4 of 4 people found the following review helpful:
4.0 out of 5 stars
History?,
This review is from: The King of the Fields (Penguin Twentieth-Century Classics) (Paperback)
Over the years, I have read this novel a number of times. Contrary to many interpretations of this work, I did not view it as a historical novel, at least not the history that is represented on the surface. Instead, it is the history of Poland, Christianity and Judaism now, then and every time in between. Furthermore, it is a story of the human condition. One should not approach this novel in a literal sense. If you do, you are bound to be disappointed.
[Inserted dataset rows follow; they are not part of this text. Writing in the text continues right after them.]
PR #147, opened 2017-06-06
KEYCLOAK-4980 SAML adapter should return 401 when unauthenticated Aja…

hokuda:
…x client accesses
to comply with the request in the PR [4192](https://github.com/keycloak/keycloak/pull/4192)


hmlnarik:
Looks good to me

PR #149, opened 2017-06-15
Usage for Spring metadata annotation @KeycloakConfiguration added

hendrikebbers:
Spring security sample use @KeycloakConfiguration now (see https://github.com/keycloak/keycloak/pull/4199) and a tip for custom / more complex scenarios is added.


sebastienblanc:
:+1: 
@stianst Can you merge ?

PR #191, opened 2017-09-05
Convert frames.html into non-frame global navigation bar

ASzc:
This is done using the "docinfo.html" mechanism of asciidoctor to include css in the header, and html in the body/footer of each page.

Symlinks are used to direct each build to use the common docinfo files located in `aggregation/`.

Since I was forced to use fixed positioning, the CSS isn't perfect (drops a navigation element in some scenarios), but I've tried to make it work with different screen sizes.


stianst:
Excellent. Thanks for sorting this out :)

PR #203, opened 2017-09-18
fix ldap documentation

muehlburger:


stianst:
Thanks. Always nice to get a PR instead of a bug report :)

PR #410, opened 2018-06-20
KEYCLOAK-6781 Docs for upgrading server to Wildfly 13 and upgrading J…

mposolda:
…DG to 7.2

### DIFF
--- a/server_installation/topics/cache/eviction.adoc
+++ b/server_installation/topics/cache/eviction.adoc
@@ -5,61 +5,31 @@ There are multiple different caches configured for {project_name}.
 There is a realm cache that holds information about secured applications, general security data, and configuration options.
 There is also a user cache that contains user metadata.  Both caches default to a maximum of 10000 entries and use a least recently used eviction strategy.
 Each of them is also tied to an object revisions cache that controls eviction in a clustered setup.
-This cache is created implicitly and has twice the configured size.
-There are also separate caches for user sessions, offline tokens, and login failures.  These caches are unbounded in size as well.
+This cache is created implicitly and has twice the configured size. There are some more caches for save the authorization data, keys etc.
+There are also separate caches for user sessions, offline tokens, login failures and other things. These caches are unbounded in size by default.
 
 The eviction policy and max entries for these caches can be configured in the _standalone.xml_, _standalone-ha.xml_, or
-_domain.xml_ depending on your <<_operating-mode, operating mode>>.
+_domain.xml_ depending on your <<_operating-mode, operating mode>>. In the configuration file, there is the part with infinispan
+subsystem, which looks similar to this:
 
-.non-clustered
-[source,xml]
+[source,xml,subs="attributes+"]
 ----
-<subsystem xmlns="urn:jboss:domain:infinispan:4.0">
-    <cache-container name="keycloak" jndi-name="infinispan/Keycloak">
+<subsystem xmlns="{subsystem_infinispan_xml_urn}">
+    <cache-container name="keycloak">
         <local-cache name="realms">
-            <eviction max-entries="10000" strategy="LRU"/>
+            <object-memory size="10000"/>
         </local-cache>
         <local-cache name="users">
-            <eviction max-entries="10000" strategy="LRU"/>
+            <object-memory size="10000"/>
         </local-cache>
-        <local-cache name="sessions"/>
-        <local-cache name="offlineSessions"/>
-        <local-cache name="loginFailures"/>
-        <local-cache name="work"/>
-        <local-cache name="authorization">
-           <eviction strategy="LRU" max-entries="100"/>
-        </local-cache>
+        ...
         <local-cache name="keys">
-            <eviction strategy="LRU" max-entries="1000"/>
+            <object-memory size="1000"/>
             <expiration max-idle="3600000"/>
         </local-cache>
+        ...
     </cache-container>
 ----
 
-
-.clustered
-[source,xml]
-----
-<subsystem xmlns="urn:jboss:domain:infinispan:4.0">
-    <cache-container name="keycloak" jndi-name="infinispan/Keycloak">
-        <transport lock-timeout="60000"/>
-        <local-cache name="realms">
-            <eviction max-entries="10000" strategy="LRU"/>
-        </local-cache>
-        <local-cache name="users">
-            <eviction max-entries="10000" strategy="LRU"/>
-        </local-cache>
-        <distributed-cache name="sessions" mode="SYNC" owners="1"/>
-        <distributed-cache name="offlineSessions" mode="SYNC" owners="1"/>
-        <distributed-cache name="loginFailures" mode="SYNC" owners="1"/>
-        <distributed-cache name="authorization" mode="SYNC" owners="1"/>
-        <replicated-cache name="work" mode="SYNC"/>
-        <local-cache name="keys">
-            <eviction max-entries="1000" strategy="LRU"/>
-            <expiration max-idle="3600000"/>
-        </local-cache>
-    </cache-container>
-----
-
-To limit or expand the number of allowed entries simply add or edit the `eviction` element or the `expiration` element of particular cache
+To limit or expand the number of allowed entries simply add or edit the `object` element or the `expiration` element of particular cache
 configuration. 
--- a/server_installation/topics/cache/eviction.adoc
+++ b/server_installation/topics/cache/eviction.adoc
@@ -1,12 +1,15 @@
 
+[[_eviction]]
 === Eviction and Expiration
 
 There are multiple different caches configured for {project_name}.
 There is a realm cache that holds information about secured applications, general security data, and configuration options.
 There is also a user cache that contains user metadata.  Both caches default to a maximum of 10000 entries and use a least recently used eviction strategy.
 Each of them is also tied to an object revisions cache that controls eviction in a clustered setup.
-This cache is created implicitly and has twice the configured size. There are some more caches for save the authorization data, keys etc.
-There are also separate caches for user sessions, offline tokens, login failures and other things. These caches are unbounded in size by default.
+This cache is created implicitly and has twice the configured size. The same applies for the `authorization` cache, which holds
+the authorization data. The `keys` cache holds data about external keys and does not need to have dedicated revisions cache. Rather
+it has `expiration` explicitly declared on it, so the keys are periodically expired and forced to be periodically downloaded from external clients or
+identity providers.
 
 The eviction policy and max entries for these caches can be configured in the _standalone.xml_, _standalone-ha.xml_, or
 _domain.xml_ depending on your <<_operating-mode, operating mode>>. In the configuration file, there is the part with infinispan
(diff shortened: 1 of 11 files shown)


server_installation/topics/cache/eviction.adoc
```diff
@@ -5,61 +5,31 @@ There are multiple different caches configured for {project_name}.
 There is a realm cache that holds information about secured applications, general security data, and configuration options.
 There is also a user cache that contains user metadata.  Both caches default to a maximum of 10000 entries and use a least recently used eviction strategy.
 Each of them is also tied to an object revisions cache that controls eviction in a clustered setup.
-This cache is created implicitly and has twice the configured size.
-There are also separate caches for user sessions, offline tokens, and login failures.  These caches are unbounded in size as well.
+This cache is created implicitly and has twice the configured size. There are some more caches for save the authorization data, keys etc.
+There are also separate caches for user sessions, offline tokens, login failures and other things. These caches are unbounded in size by default.
```
matthewhelmke: The rewrite below is better. Even better yet would be if we could fill in details instead of saying "and so on" or "and other things."

This cache is created implicitly and has twice the configured size. There are also caches for the authorization data, keys, and so on. In addition, there are also separate caches for user sessions, offline tokens, login failures, and other things. These caches are unbounded in size by default.

server_installation/topics/cache/replication.adoc
```diff
@@ -1,7 +1,8 @@
 
 === Replication and Failover
 
-The `sessions`, `authenticationSessions`, `offlineSessions` and `loginFailures` caches are the only caches that may perform replication.  Entries are
+There are some caches like `sessions`, `authenticationSessions`, `offlineSessions`, `loginFailures` and few others, which are configured
+as distributed caches in case of clustered setup.  Entries are
```
matthewhelmke: Again, if details are available, it would be nice to replace "and a few others" with those details. If no, this rewrite will be sufficient.

There are caches like `sessions`, `authenticationSessions`, `offlineSessions`, `loginFailures` and a few others, which are configured as distributed caches when using a clustered setup. Entries are...

server_installation/topics/cache/replication.adoc
```diff
@@ -23,3 +24,7 @@ Here we've changed it so at least two nodes will replicate one specific user log
 TIP:  The number of owners recommended is really dependent on your deployment.  If you do not care if users are logged
       out when a node goes down, then one owner is good enough and you will avoid replication.
 
+TIP:  It is very good if you configure your environment to use loadbalancer with sticky sessions. It is beneficial for performance
+      as {project_name} server, where the particular request is served, will be usually the owner of the data from distributed cache and
+      hence it will be able to lookup the data locally. More details in <<sticky-sessions>>.
+
```
matthewhelmke: TIP:  It is generally wise to configure your environment to use loadbalancer with sticky sessions. It is beneficial for performance as {project_name} server, where the particular request is served, will be usually the owner of the data from the distributed cache and will therefore be able to look up the data locally. See <<sticky-sessions>> for more details.

server_installation/topics/clustering/troubleshooting.adoc
```diff
@@ -1,19 +1,22 @@
 
 === Troubleshooting
 
-Note that when you run cluster, you should see message similar to this in the log of both cluster nodes:
-
+* Note that when you run cluster, you should see message similar to this in the log of both cluster nodes:
++
```
matthewhelmke: ...run a cluster...

server_installation/topics/clustering/troubleshooting.adoc
```diff
@@ -1,19 +1,22 @@
...
 Usually it's best practice to have your cluster nodes on private network without firewall for communication among them.
 Firewall could be enabled just on public access point to your network instead.
 If for some reason you still need to have firewall enabled on cluster nodes, you will need to open some ports.
 Default values are UDP port 55200 and multicast port 45688 with multicast address 230.0.0.4.
 Note that you may need more ports opened if you want to enable additional features like diagnostics for your JGroups stack.
 {project_name} delegates most of the clustering work to Infinispan/JGroups.
 For more information, see link:{appserver_jgroups_link}[JGroups] in the _{appserver_jgroups_name}_.
+
+* If you are interested about failover support (hight availability), evictions, expiration and cache tunings, you can go to the
+<<cache-configuration>>.
```
matthewhelmke: * If you are interested in failover support (high availability), evictions, expiration and cache tuning, see ...

server_installation/topics/operating-mode/crossdc.adoc
```diff
@@ -233,7 +235,12 @@ Details of this more-detailed setup are out-of-scope of the {project_name} docum
 NOTE: Details about the configuration options inside `replicated-cache-configuration` are explained in <<tuningcache>>, which includes information about tweaking some of those options.
 
 +  
-. Newer {jdgserver_name} releases require authorization before accessing protected caches over network. {project_name} requires updates to
+. Some {jdgserver_name} server releases require authorization before accessing protected caches over network.
++
+NOTE: You shouldn't see any issue if you use recommended {jdgserver_name} {jdgserver_version} server and this step can (and should) be ignored.
```
matthewhelmke: s/shouldn't/should not

upgrading/topics/keycloak/changes.adoc
```diff
@@ -1,5 +1,25 @@
...
+Configuration changes::
+  There are few configuration changes in the `standalone(-ha).xml` and `domain.xml` files. You should follow section <<_install_new_version>>
+  to handle the migration of configuration files automatically. Just in case you want more details (For example if you did some configuration
+  changes on your own), here is the list of the most important changes in the configuration:
+  * Element `eviction` on infinispan caches is now deprecated (unused) and was replaced by element `object-memory`
+  * There is no `jndi-attribute` on `cache-container` element in infinispan subsystem.
+  * If you use cross-dc integration, there is a need to add property `protocolVersion` with value `2.6` on `remote-store` . This is because
+  hotrod client ({project_name} server) is using infinispan 9 based on newer version of hotrod protocol than {jdgserver_name} server, which
+  is still using infinispan 8.
+
```
matthewhelmke: === Migrating to 4.1.0

==== Upgrade to Wildfly 13

The {project_name} server was upgraded to use Wildfly 13 as the underlying container. This does not directly involve any specific {project_name} server functionality, but there are few changes related to the migration, which worth mentioning.

Dependency updates::
  The dependencies were updated to the versions used by Wildfly 13 server. For example, Infinispan is now 9.2.4.Final and Undertow is 2.0.9.Final

Configuration changes::
  There are few configuration changes in the `standalone(-ha).xml` and `domain.xml` files. You should follow the <<_install_new_version>> section
  to handle the migration of configuration files automatically. If more detail is needed, because, for example, you did some configuration
  changes on your own, here is a list of the most important changes:
  * Element `eviction` on infinispan caches is now deprecated (unused) and was replaced by element `object-memory`
  * There is no `jndi-attribute` on `cache-container` element in infinispan subsystem.
  * If you use cross-dc integration, you must add property `protocolVersion` with value `2.6` on `remote-store` . This is because
  the hotrod client ({project_name} server) is using infinispan 9 based on newer version of hotrod protocol than {jdgserver_name} server, which
  is still using infinispan 8.

matthewhelmke (changes requested):
Looks pretty good, just requesting some clean up.

server_installation/topics/cache/replication.adoc
mposolda: @matthewhelmke Well, I am not sure. Explicitly mention all the caches is more clear, but it has also one disadvantage.  Always when we add new cache into the configuration, we will also need to update this documentation with all the references to cache names. If you write "and few others", you explicitly mention to admin that there are more caches and he will quickly figure out by looking  to the configuration file what the caches are... :) WDYT? For now, I've just used the sentence you mentioned with "a few others" in it.

server_installation/topics/cache/eviction.adoc
mposolda: I've changed like this in my local fork and added some details. Although adding more details is always double-side coin as it means more documentation changes will be needed in the future when implementation changes. See my comment below. So I've used this:

This cache is created implicitly and has twice the configured size. The same applies for the `authorization` cache, which holds for
the authorization data. The `keys` cache holds data about external keys and doesn't need to have dedicated revisions cache. Rather
it has `expiration` explicitly declared on it, so the keys are forced to be periodically downloaded from external clients or
identity providers.

In addition, there are also separate caches for user sessions, client sessions, offline tokens, login failures, action tokens and other things.
These caches are unbounded in size by default.

matthewhelmke: Perhaps we can create a list of all caches and put that list in an obvious place in the documentation, then refer to it as the canonical reference when we make comments like "and other things".

My fear is that we don't want to frustrate readers/users by being vague. I definitely also agree with you about the double-sided coin of more detail means more documentation changes. The balance is that we should provide the information our users need, and only that information when we are writing procedures, but we should also find a way to provide a complete reference somewhere to the other details that they may eventually need.

server_installation/topics/cache/replication.adoc
matthewhelmke: See my comment above. It is not always an easy balance, and you probably know better than I what our users must know versus what they would like to have as reference.

server_installation/topics/cache/eviction.adoc
mposolda: Yes, I see. I agree with you that it is sometimes not easy to find the right balance.. In the end, I've added even more details into the "evictions" sections related to caches (talked today with @pedroigor about some things, which we're missing the docs). Also all the caches are used here and referenced from "replication" chapter.

mposolda:
@matthewhelmke Thanks again for the review! I've updated the documentation per your feedback. But I also needed to do some updates to the content itself due the updates in the Wildfly 13 integration, which I needed to change in the meantime in the implementation PR: https://github.com/keycloak/keycloak/pull/5293 . I also added some more details to the "eviction" chapter as we discussed.

So new review will be probably needed. 

I've did all the changes into the separate second commit. Maybe it's easier for you to review it better to see all the new changes.

server_installation/topics/cache/eviction.adoc
matthewhelmke: I like that approach, @mposolda. What do you think about replacing "and other things" with a reference like "and others, for more information about all of the caches, see ..."?

matthewhelmke:
@mposolda, thank you. I will do another review later today.

server_installation/topics/cache/eviction.adoc
```diff
@@ -32,4 +35,24 @@ subsystem, which looks similar to this:
...
-configuration. 
\ No newline at end of file
+configuration.
+
+In addition, there are also separate caches `sessions`, `clientSessions`, `offlineSessions`, `offlineClientSessions`,
+`loginFailures` and `actionTokens`. These caches are distributed in cluster environment and they are unbounded in size by default.
+If they are bounded, it would then be possible that some sessions will be lost. Expired sessions are cleared internally
+by {project_name} itself to avoid growing the size of these caches
+without limit. If you see memory issues due the big amount of sessions, you can try to:
+
```
matthewhelmke: If you see memory issues due to a large number of sessions...

server_installation/topics/cache/eviction.adoc
```diff
@@ -32,4 +35,24 @@ subsystem, which looks similar to this:
...
+* Increase the size of cluster (more nodes in cluster means that sessions are spread more equally among nodes)
+
+* Increase the memory for {project_name} server process
+
+* Lower the amount of owners to ensure that caches are saved just on single place. See <<_replication>> for more details
```
matthewhelmke: * Decrease the number of owners to ensure that caches are saved in one single place.

server_installation/topics/cache/eviction.adoc
```diff
@@ -32,4 +35,24 @@ subsystem, which looks similar to this:
...
+
+* Disable l1-lifespan for distributed caches. See Infinispan documentation for more details
+
+* Decrease session timeouts, which could be done individually for each realm in {project_name} admin console. But this could affect
+usability for end users. See link:{adminguide_timeouts_link}[{adminguide_timeouts_name}] for more details.
+
+There is replicated cache `work`, which is mostly used to send messages among cluster nodes and it is also unbounded by default. However
+this cache should not cause any memory issues as entries in this cache are very short lived.
```
matthewhelmke: There is an additional replicated cache, `work`, which is mostly used to send messages among cluster nodes; it is also unbounded by default. However, this cache should not cause any memory issues as entries in this cache are very short-lived.

matthewhelmke (changes requested):
I have some very minor edits in your changes. Overall, I like these changes very much!

mposolda:
@matthewhelmke I've finally updated per your feedback. Sorry it took so long... :(

matthewhelmke (approved):
Thank you!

2 of 2 people found the following review helpful:
4.0 out of 5 stars
Not Singer's best, but a good way to view his creative drives,
By Eric Maroney (Trumansburg, NY) - See all my reviews
This review is from: The King of the Fields (Penguin Twentieth-Century Classics) (Paperback)
This novel, a pre-history of Poland, is really a post-history of Isaac Singer. The concerns of his character and the characterization of this Poland is Singer's: a man who has a plural marriage (this time with a mother and daughter, sometimes it is two sisters, sometimes unrelated women), who grows disgusted with eating meat, and whose only faith is the belief in death. This is the end of The Family Moskat: "Death is the real Messiah, and that is the truth!" And here it is again, slightly less brilliant and stiring, but not without some drama and interest. Singer's Poland (like Singer's New York) is really about the difficulty of finding and maintaing belief in our world, a world that works to strip us of it with unbending will.